Danaé Blais

Personal information
- Born: May 10, 1999 (age 27) Châteauguay, Quebec, Canada
- Height: 1.67 m (5 ft 6 in)

Sport
- Country: Canada
- Sport: Short track speed skating

Medal record
Women's short track speed skating
Representing Canada
Olympic Games
| Bronze medal – third place | 2026 Milano Cortina | 3000 m relay |
World Championships
| Gold medal – first place | 2025 Beijing | 2000 m mixed relay |
| Silver medal – second place | 2022 Montreal | 3000 m relay |
| Silver medal – second place | 2026 Montreal | 2000 m mixed relay |
| Bronze medal – third place | 2024 Rotterdam | 3000 m relay |
World Junior Championships
| Gold medal – first place | 2018 Tomaszów Mazowiecki | 3000 m relay |

= Danaé Blais =

Canadian speed skater (born 1999)

Danaé Blais (born May 10, 1999) is a Canadian short-track speed skater.

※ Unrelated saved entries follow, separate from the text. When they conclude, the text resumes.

Issue #6662, opened 2025-02-07
items.py fields order not respected if input_processor arg is not passed


AmmarSalmi:
### Description

In the exported ouput the order if the items' fields is not respected. The fields who have the arg input_processor passed when declared will always come first

### Steps to Reproduce
in items.py
```first_name = scrapy.Field(ouput_processor=TakeFirst())
last_name = scrapy.Field(input_processor=MapCompose(some_func), output_processor=TakeFirst())
```

**Expected behavior:** [What you expect to happen]
fields order in ouput
first_name, last_name

**Actual behavior:** [What actually happens]
 last_name , first_name
**Reproduces how often:** [What percentage of the time does it reproduce?]
100%
### Versions
Scrapy       : 2.12.0
lxml         : 5.3.0.0
libxml2      : 2.11.7
cssselect    : 1.2.0
parsel       : 1.10.0
w3lib        : 2.3.1
Twisted      : 24.11.0
Python       : 3.13.1 (tags/v3.13.1:0671451, Dec  3 2024, 19:06:28) [MSC v.1942 64 bit (AMD64)]
pyOpenSSL    : 25.0.0 (OpenSSL 3.4.0 22 Oct 2024)
cryptography : 44.0.0
Platform     : Windows-10-10.0.19045-SP0

wRAR:
I don't think this is promised anywhere but it would be nice to have.

fanisorfan:
Hi @wRAR,

I'm a university student working on an assignment, and I found this issue really interesting. Since it would enhance consistency in the exported data, I’d love to try implementing it as part of my coursework.

Would it be okay for me to work on this?

wRAR:
@fanisorfan sure

PR #6761, opened 2025-04-28
Solves #6662 - Adds support for ordered attributes in exporters

fanisorfan:
Solves https://github.com/scrapy/scrapy/issues/6662

Hey!

I've added functionality for ordered attributes by defining the `_ordered_attrs` attribute in `ItemMeta.__new__`, which tracks the order of attributes as they are defined in the `Item` class.

## Changes in `scrapy/item.py`:

```python
# scrapy/item.py
new_attrs["_ordered_attrs"] = [key for key in attrs if not key.startswith("_")]
```

The `_ordered_attrs` attribute stores the order of attributes as they are created, excluding private attributes that start with an underscore.

## Updates in `scrapy/exporters.py`:

To make use of the ordered attributes in the exporters, I've introduced a static method to fetch the ordered attributes from Item or dict objects:

```python
# scrapy/exporters.py::BaseItemExporter
@staticmethod
def _get_ordered_attrs(item: Any) -> list[str]:
    """Gets the ordered attributes list, if there are any.
    This is checking just for dict and Item types, as other types may not need this.
    """
    if isinstance(item, dict):
        return item.get("_ordered_attrs", [])

    if isinstance(item, Item):
        return item._ordered_attrs

    return []
```

## How exporters use this method:

For example, in JsonItemExporter, the export_item method has been updated to respect the order of attributes:

```python
# scrapy/exporters.py::JsonItemExporter
def export_item(self, item: Any) -> None:

    ordered_itemdict = {}
    ordered_attrs = self._get_ordered_attrs(item)
    for key in ordered_attrs:
        if key in itemdict:
            ordered_itemdict[key] = itemdict[key]

    if not ordered_attrs:
        ordered_itemdict = itemdict

    data = to_bytes(self.encoder.encode(ordered_itemdict), self.encoding)
    self._add_comma_after_first()
    self.file.write(data)
```

If the item has the `_ordered_attrs` attribute or if the dictionary keys are ordered in the same way, the JsonItemExporter will export the data in the correct order.

## How users can take advantage of this feature:

Users can now define the order of their attributes in the Item class, and the exporters will respect that order when serializing the data.

Here's how you can use it in your project:

### Use an exporter that respects the order (e.g., JsonItemExporter):

```python
# myproject/spiders/myspider.py
from scrapy.exporters import JsonItemExporter
from myproject.items import UnorderedAttributesItem
import scrapy

    name = "myspider"
    start_urls = ['http://example.com']

        self.file = open('output.json', 'wb')
        self.exporter = JsonItemExporter(self.file)
        self.exporter.start_exporting()

    def parse(self, response):
        item = UnorderedAttributesItem(
            z=1, y=2, a=3, x=4, c=5, b=6
        )
        self.exporter.export_item(item)
        yield item

    def close(self, reason):
        self.exporter.finish_exporting()
        self.file.close()
```

## What happens here:

The `UnorderedAttributesItem` class defines the order of the attributes using the `_ordered_attrs` attribute.
When exporting, the `JsonItemExporter` will respect this order and serialize the data accordingly.
For example, the output JSON file will look like this:

```json
[{"z": 1, "y": 2, "a": 3, "x": 4, "c": 5, "b": 6}]
```

The order of the fields is exactly as defined in `_ordered_attrs` or in the order the fields are added to the Item.
This work builds upon @jaymeklein's initial commit.

### DIFF
--- a/scrapy/exporters.py
+++ b/scrapy/exporters.py
@@ -367,6 +367,12 @@ class PprintItemExporter(BaseItemExporter):
 
 
 class PythonItemExporter(BaseItemExporter):
+    """This is a base class for item exporters that extends
+    :class:`BaseItemExporter` with support for nested items.
+    It serializes items to built-in Python types, so that any serialization
+    library (e.g. :mod:`json` or msgpack_) can be used on top of it.
+    .. _msgpack: https://pypi.org/project/msgpack/
+    """
     def _configure(self, options: dict[str, Any], dont_fail: bool = False) -> None:
         super()._configure(options, dont_fail)
         if not self.encoding:
--- a/scrapy/exporters.py
+++ b/scrapy/exporters.py
@@ -82,48 +82,40 @@ class BaseItemExporter:
     def _get_serialized_fields(
         self, item: Any, default_value: Any = None, include_empty: bool | None = None
     ) -> Iterable[tuple[str, Any]]:
-        """Return the fields to export as an iterable of tuples
-        (name, serialized_value)
-        """
+        """Return the fields to export as an iterable of tuples (name, serialized_value)."""
         item = ItemAdapter(item)
 
         if include_empty is None:
             include_empty = self.export_empty_fields
 
+        ordered_attrs = self._get_ordered_attrs(item)
+
+        field_iter: Iterable[str] | Iterable[tuple[str, str]]
         if self.fields_to_export is None:
-            field_iter = item.field_names() if include_empty else item.keys()
-        elif isinstance(self.fields_to_export, Mapping):
-            if include_empty:
-                field_iter = self.fields_to_export.items()
+            if ordered_attrs:
+                field_iter = [f for f in ordered_attrs if f in item]
             else:
                 field_iter = (
-                    (x, y) for x, y in self.fields_to_export.items() if x in item
+                    list(str(f) for f in item.field_names())
+                    if include_empty
+                    else list(str(f) for f in item.keys())
                 )
+        elif isinstance(self.fields_to_export, Mapping):
+            if include_empty:
+                field_iter = list(self.fields_to_export.items())
+            else:
+                field_iter = [(x, y) for x, y in self.fields_to_export.items() if x in item]
         elif include_empty:
-            field_iter = self.fields_to_export
+            field_iter = list(str(f) for f in self.fields_to_export)
         else:
-            field_iter = (x for x in self.fields_to_export if x in item)
+            field_iter = [str(x) for x in self.fields_to_export if x in item]
 
         for field_name in field_iter:
             if isinstance(field_name, str):
                 item_field, output_field = field_name, field_name
             else:
                 item_field, output_field = field_name
-            if item_field in item:
-                field_meta = item.get_field_meta(item_field)
-                value = self.serialize_field(field_meta, output_field, item[item_field])
-            else:
-                value = default_value
-        
-        ordered_attrs = self._get_ordered_attrs(item)
-        if ordered_attrs:
-            field_iter = (f for f in ordered_attrs if f in item)
 
-        for field_name in field_iter:
-            if isinstance(field_name, str):
-                item_field, output_field = field_name, field_name
-            else:
-                item_field, output_field = field_name
             if item_field in item:
                 field_meta = item.get_field_meta(item_field)
                 value = self.serialize_field(field_meta, output_field, item[item_field])
@@ -131,6 +123,10 @@ class BaseItemExporter:
                 value = default_value
 
             yield output_field, value
+
+
+
+
 
 
 class JsonLinesItemExporter(BaseItemExporter):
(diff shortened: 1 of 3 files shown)


fanisorfan:
I'm uploading the new PR as requested. 

Regarding the numerous line changes, they were all generated by running:
```
pre-commit run --all-files
```

Most changes are whitespace-related and changes like:
```diff
-  </script> 
+  </script>
```

These formatting adjustments ensure code consistency according to our style guidelines. The actual functional code remains unchanged.

wRAR:
Have you seen that you committed `docs/_build/html`?

fanisorfan:
@wRAR Thank you for the feedback!
I was quite sure that the pre-commit hook modified some files automatically and I didn't realize that docs/_build/html got included unintentionally. I didn't intentionally modify the generated documentation files.
How would you suggest I proceed? Should I remove the docs/_build/html files from this PR?
Just as a note, this is one of my first pull requests, so I really appreciate your patience and any guidance!

fanisorfan:
@wRAR I have now removed `docs/_build/html` from the PR. Thank you for the review and guidance!

scrapy/exporters.py
```diff
@@ -72,33 +82,43 @@ def finish_exporting(self) -> None:
...
+                field_iter = [
                     (x, y) for x, y in self.fields_to_export.items() if x in item
-                )
+                ]
         elif include_empty:
-            field_iter = self.fields_to_export
+            field_iter = [str(f) for f in self.fields_to_export]
         else:
-            field_iter = (x for x in self.fields_to_export if x in item)
+            field_iter = [str(x) for x in self.fields_to_export if x in item]
```
wRAR, line 114: Can you explain all of these changes?

scrapy/exporters.py
```diff
@@ -54,6 +54,16 @@ def _configure(self, options: dict[str, Any], dont_fail: bool = False) -> None:
         if not dont_fail and options:
             raise TypeError(f"Unexpected options: {', '.join(options.keys())}")
 
+    @staticmethod
+    def _get_ordered_attrs(item: Any) -> list[str]:
+        """Gets the ordered attributes list, if there are any.
+        This is checking just for dict and Item types, i don't know of any
```
wRAR, line 60: The comment is no longer correct.

scrapy/exporters.py
```diff
@@ -369,5 +405,4 @@ def _serialize_item(self, item: Any) -> Iterable[tuple[str | bytes, Any]]:
             yield key, self._serialize_value(value)
 
     def export_item(self, item: Any) -> dict[str | bytes, Any]:  # type: ignore[override]
-        result: dict[str | bytes, Any] = dict(self._get_serialized_fields(item))
-        return result
+        return dict(self._get_serialized_fields(item))
```
wRAR, line 408: These are just style changes, right?

scrapy/exporters.py
fanisorfan: I replaced the generators with lists to make the code simpler and ensure predictable iteration, especially since generators can be exhausted after use.
While I realize that in some cases the number of fields might not be small, for exporters it is usually manageable, and the clarity and safety benefits seemed to outweigh the memory cost.
Of course, I'm happy to revisit this if you think a generator would be more appropriate here!

scrapy/exporters.py
fanisorfan: Working on it!

scrapy/exporters.py
fanisorfan: Yes, exactly.
This part is purely a cleanup: I removed the unreachable second return statement to match the intended style .

scrapy/exporters.py
fanisorfan: Do you approve of this ? 

        """Return the ordered attributes if available.
        This checks if the item is a dict and returns its "_ordered_attrs" key
        if it exists. Otherwise, it returns an empty list.
        """

scrapy/exporters.py
wRAR: I don't think it makes the code simpler and I'm not sure if there could be problems with iteration and exhaustion (if there are, it may be needed to change the code, sure, but you don't sound like they actually exist).

scrapy/exporters.py
wRAR: If you are talking about changes compared to the previous PR, you should actually look at the changes compared to master. This also applies to the change in `MarshalItemExporter`.

scrapy/exporters.py
wRAR: A bigger question is why this only supports dicts (unlike what you say in the first message of this PR) but I haven't actually checked the actual implementation changes yet.

scrapy/exporters.py
fanisorfan: That's alright, to avoid problems I can upload the version with generators like before.

scrapy/exporters.py
fanisorfan: Okey, just checked the master i am switching it back.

She represented Canada at the 2026 Winter Olympics, where she won a bronze medal in the 3000 m relay.

==Career==
===Junior===
At the 2018 World Junior Short Track Speed Skating Championships, Blais won gold as part of the Canadian 3000 m relay team.

===Senior===
On January 18, 2022, Blais was named to Canada's 2022 Olympic team. On December 17, 2025, Blais was named to Canada's 2026 Olympic team.